PR #506, opened 2026-05-16
feat(sources/community/x): add x community source

### LINKED ISSUE #501: design: add X community source
## Summary

Add a new community `x` source that lets Coral query X/Twitter public and account-authorized data through SQL. For users, this would make posts, user profiles, recent search results, timelines, mentions, followers, and following lists queryable for social monitoring, support triage, developer-relations workflows, content audits, and lightweight research, while staying within Coral's current HTTP source-spec model and keeping the first version intentionally read-only.

## Motivation

X is widely used for product announcements, customer support, developer relations, incident communication, open-source project discussion, and public market/research signals. Teams often need to answer questions like:

- "What recent posts match this product, incident, or brand query?"
- "What did a specific account post recently?"
- "Who mentioned our account over the last few days?"
- "What public profile metadata is available for this handle?"
- "Which accounts follow, or are followed by, a specific user?"
- "What engagement counts are visible for recent posts?"
- "Which posts should be joined with GitHub issues, incidents, launches, or
  changelog entries?"

Without a Coral source, users who want X-aware agent workflows must either call the X API manually, write custom scripts, use SDKs directly, or copy data from dashboards. A Coral source would make common read-only social monitoring and investigation workflows available through SQL, and would complement existing Coral sources for GitHub, Slack, incidents, analytics, and observability.

## Proposed design

This would be a new community source under `sources/community/x`, implemented as a manifest-only HTTP source.

**Inputs:**

- `X_BEARER_TOKEN`
  - required secret
  - X API bearer token from an approved Developer Platform app, or an OAuth
    user access token when user-context endpoints are included
  - used in the `Authorization: Bearer ...` header
  - minimum scopes for OAuth 2.0 user tokens: `tweet.read` and `users.read`;some optional follow/list/bookmark/space tables may also need  additional  scopes if they are added later
  - app-only bearer tokens can read many public lookup/search/timeline
    endpoints, subject to the account's X API access tier

**Auth:**

- `HeaderAuth`
- header: `Authorization: Bearer {{input.X_BEARER_TOKEN}}`

**Base URL:**

- `https://api.x.com`

**Proposed v1 tables/functions:**

- **`x.users_by_id`**
  - `GET /2/users/{id}`
  - row key: `data`
  - required filter: `id`
  - key columns: `id`, `name`, `username`, `created_at`, `description`,
    `location`, `url`, `protected`, `verified`, `profile_image_url`,
    `pinned_tweet_id`, `public_metrics` (Json), `verified_type`,
    `affiliation` (Json)

- **`x.users_by_username`**
  - `GET /2/users/by/username/{username}`
  - row key: `data`
  - required filter: `username`
  - key columns: same user-profile columns as `x.users_by_id`
  - useful as the first discovery step before user-scoped tables

- **`x.recent_search`**
  - `GET /2/tweets/search/recent`
  - row key: `data`
  - required filter: `query`
  - optional filters: `start_time`, `end_time`, `since_id`, `until_id`,
    `sort_order`
  - cursor pagination with `pagination_token` and `meta.next_token`
  - page size via `max_results`; X's provider default is 10 and the documented
    range is 10-100, so Coral can use default 100 and max 100
  - key columns: `id`, `text`, `author_id`, `conversation_id`,
    `created_at`, `lang`, `possibly_sensitive`, `reply_settings`,
    `source`, `in_reply_to_user_id`, `public_metrics` (Json),
    `referenced_tweets` (Json), `entities` (Json), `attachments` (Json),
    `context_annotations` (Json), `edit_history_tweet_ids` (Json),
    `withheld` (Json)

- **`x.user_posts`**
  - `GET /2/users/{id}/tweets`
  - row key: `data`
  - required filter: `user_id`
  - optional filters: `start_time`, `end_time`, `since_id`, `until_id`,
    `exclude`
  - cursor pagination with `pagination_token` and `meta.next_token`
  - page size via `max_results`; documented range is 5-100
  - same post columns as `x.recent_search`

- **`x.user_mentions`**
  - `GET /2/users/{id}/mentions`
  - row key: `data`
  - required filter: `user_id`
  - optional filters: `start_time`, `end_time`, `since_id`, `until_id`
  - cursor pagination with `pagination_token` and `meta.next_token`
  - page size via `max_results`; documented range is 5-100
  - same post columns as `x.recent_search`

- **`x.followers`**
  - `GET /2/users/{id}/followers`
  - row key: `data`
  - required filter: `user_id`
  - cursor pagination with `pagination_token` and `meta.next_token`
  - page size via `max_results`; documented range is 1-1000
  - key columns: same user-profile columns as `x.users_by_id`

- **`x.following`**
  - `GET /2/users/{id}/following`
  - row key: `data`
  - required filter: `user_id`
  - cursor pagination with `pagination_token` and `meta.next_token`
  - page size via `max_results`; documented range is 1-1000
  - key columns: same user-profile columns as `x.users_by_id`

- **Optional follow-up: `x.me`**
  - `GET /2/users/me`
  - row key: `data`
  - no required filters
  - requires an OAuth user access token; it is not suitable as a generic
    app-only bearer-token smoke test
  - key columns: same user-profile columns as `x.users_by_id`
  - useful for validating user-context credentials and discovering the
    authenticated user's ID if the source chooses OAuth user-token auth

**Design details:**

- use X API v2 at `https://api.x.com/2`
- all v1 tables are read-only `GET` endpoints
- use bearer-token `HeaderAuth` because the read endpoints accept
  `Authorization: Bearer <token>`
- use cursor query pagination where supported:
  - request parameter: `pagination_token`
  - response cursor path: `meta.next_token`
  - page-size parameter: `max_results`, with endpoint-specific ranges
- set `rows_path` to `data`; X list endpoints return rows in `data` and pagination metadata in `meta`. Single-object lookup endpoints return one
  object in `data`, so the manifest should use Coral's direct row strategy for object responses.
- expose X IDs as `Utf8`; X documents IDs as strings to avoid large-integer issues in clients
- request common field expansions through query parameters where useful:
  - `tweet.fields=attachments,author_id,context_annotations,conversation_id,created_at,entities,geo,id,in_reply_to_user_id,lang,possibly_sensitive,public_metrics,referenced_tweets,reply_settings,source,text,withheld`
  - `user.fields=created_at,description,entities,id,location,name,pinned_tweet_id,profile_image_url,protected,public_metrics,url,username,verified,verified_type,withheld`
- preserve nested objects such as `public_metrics`, `entities`, `referenced_tweets`, `attachments`, `context_annotations`, `withheld`, and  `affiliation` as `Json`
- expose post `created_at` fields as `Utf8` in v1 unless live validation confirms Coral can parse the returned values safely. X docs show user
  `created_at` as ISO 8601, but some post examples are RFC 2822-style strings, so post timestamps should not be assumed to parse as `Timestamp`.
- require filters for search and user-scoped tables so Coral does not make broad or expensive API calls by default
- include cheap smoke `test_queries`, likely:
  - `SELECT id, name, username FROM x.users_by_username WHERE username = 'XDevelopers' LIMIT 1`
  - `SELECT id, name, username FROM x.users_by_id WHERE id = '2244994945' LIMIT 1`
- keep the source read-only; no posting, deleting, liking, reposting,  following, unfollowing, bookmarking, list mutation, direct messageswebhooks, or stream connections in v1

**Endpoint verification:**

Checked against X's current docs on 2026-05-16:

Result: the proposed v1 endpoints are publicly documented X API v2 endpoints. They require valid X Developer Platform credentials and are subject to the authenticated app/account's access tier, but they are not private, partner-only, or undocumented APIs.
▬▬▬▬▬▬▬▬▬▬
- _YOUR TASK_:
Go through the listing above and copy each line that contains "current".

- _RESPONSE AREA_:
Add a new community `x` source that lets Coral query X/Twitter public and account-authorized data through SQL. For users, this would make posts, user profiles, recent search results, timelines, mentions, followers, and following lists queryable for social monitoring, support triage, developer-relations workflows, content audits, and lightweight research, while staying within Coral's current HTTP source-spec model and keeping the first version intentionally read-only.
Checked against X's current docs on 2026-05-16:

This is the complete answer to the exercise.